Last year's wake-up call was in game six against Michigan State. The Spartans showed Michigan fans exactly how bad the Wolverines' defense was. This year's wake-up call is different. Michigan is not perfect, but it's improved. You are not watching 2010 because the Wolverines can finally make a stop. You are not watching 2010 because Michigan finally has an established running game (or at least several different runners) other than Denard Robinson. You are not watching 2010 because we are holding teams scoreless while we put up points and make necessary third-down conversions. This is a team that is focused on controlling the ball, time of possession, and that ultimately is why the teams we have faced have not been able to get back into the game.
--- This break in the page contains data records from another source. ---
PR #1229, opened 2025-08-12
Improving flux fitting by using different mask

andrea-pasquale:
In this PR I'm trying to improve the performance of the fit by doing the following:

1. Adding more parameters (in this way we avoid to rely on outdated parameters from the JSON files) + using a slight different formula
2. Instead of using a mask based on the confidence interval I'm using a different approach where after averaging the signal for each column (which should compensate any unwanted noise) I'm just calculating the peaks using `find_peaks` with a suitable `prominence`.

Here is how the fitting are looking now: http://login.qrccluster.com:9000/f4DP80QOStCzwaBP2XQxAQ==/
Compared to before where the fitting was failing: http://login.qrccluster.com:9000/x9YShaUsRU6rRJRAnmRd1w==/

I've also decided to remove the information related to the phase since it is not relevant for the fit. If we can confirm this I can refactor also the acquisition to simplify it removing the phase.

What is perhaps most refreshing is that, for the first time in a long time, this team is duly confident. It is at the same time cautious of its dangerous opponents. That's how a good football team acts.

Understandably, Michigan fans are finding reasons for optimism, but let's not go crazy. The Wolverines went from being a team that was bad defensively and mediocre offensively to a team that is good in both. But they aren't great. They aren't mentioned among the BCS title contenders such as LSU, Alabama, and Oklahoma, nor should they be. It's hard to keep things in perspective when you're having so much success. 

Michigan's game against Northwestern was hardly a flawless victory, and this is hardly a flawless team. But where there is legitimate reason for optimism is in this team's apparent ability to do everything they can to overcome their flaws, and that's to be commended.

They still have a lot of work to do. There are going to be a lot of tough battles ahead, but I have a feeling that's exactly how Brady Hoke wants it. The best things in life are rarely easy to attain.